Retype the data that follows with no alterations, please.

** Opening SOURCE MATERIAL block **

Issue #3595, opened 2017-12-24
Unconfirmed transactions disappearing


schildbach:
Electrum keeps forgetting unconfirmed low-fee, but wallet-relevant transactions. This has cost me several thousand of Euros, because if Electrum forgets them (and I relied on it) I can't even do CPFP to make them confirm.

** Closing SOURCE MATERIAL block **

- RESPONSE TO THIS EXERCISE
Issue #3595, opened 2017-12-24
Unconfirmed transactions disappearing


schildbach:
Electrum keeps forgetting unconfirmed low-fee, but wallet-relevant transactions. This has cost me several thousand of Euros, because if Electrum forgets them (and I relied on it) I can't even do CPFP to make them confirm.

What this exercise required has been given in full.